Harapan dan Tuntutan Warga
Aksi tebar benih lele yang dilakukan warga Desa Juwet ini seyogyanya menjadi perhatian serius bagi pihak pemerintah daerah, khususnya Dinas Pekerjaan Umum dan Perumahan Rakyat (PUPR) Kabupaten Nganjuk. Protes ini bukan sekadar tindakan iseng, melainkan sebuah teriakan keprihatinan dari masyarakat yang merasakan langsung dampak buruk dari infrastruktur yang terbengkalai.

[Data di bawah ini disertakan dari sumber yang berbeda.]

PR #2418, opened 2023-06-29
Make caches for row and column mappers smarter

hgschmie:
If a mapper factory can report a type that it supports (the inferred
factories and the static `...of()` mappers do as well), only invalidate
a single cache entry, not the whole cache.

This preserves elements that have been registered on the handle or the
jdbi ifself when using with sqlobject @RegisterColumnMapper and
@RegisterRowMapper annotations

Self-rolled factories can implement the `getType()` method on the
RowMapper and ColumnMapper interfaces to benefit from this as well.


hgschmie:
Not really effective, shelving this for now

Pihak berwenang diharapkan dapat segera menindaklanjuti keluhan warga ini dengan melakukan perbaikan jalan yang memadai dan permanen. Perbaikan yang dilakukan tidak hanya bersifat tambal sulam, tetapi juga harus mempertimbangkan kualitas dan ketahanan jalan agar tidak mudah rusak kembali. Selain itu, penting pula untuk adanya komunikasi yang baik antara pemerintah dan masyarakat, di mana aspirasi dan keluhan warga dapat didengarkan dan ditanggapi dengan cepat dan transparan.
Semoga aksi unik warga Nganjuk ini dapat menjadi katalisator bagi perbaikan infrastruktur yang lebih baik di seluruh wilayah, demi kenyamanan, keselamatan, dan kemajuan bersama.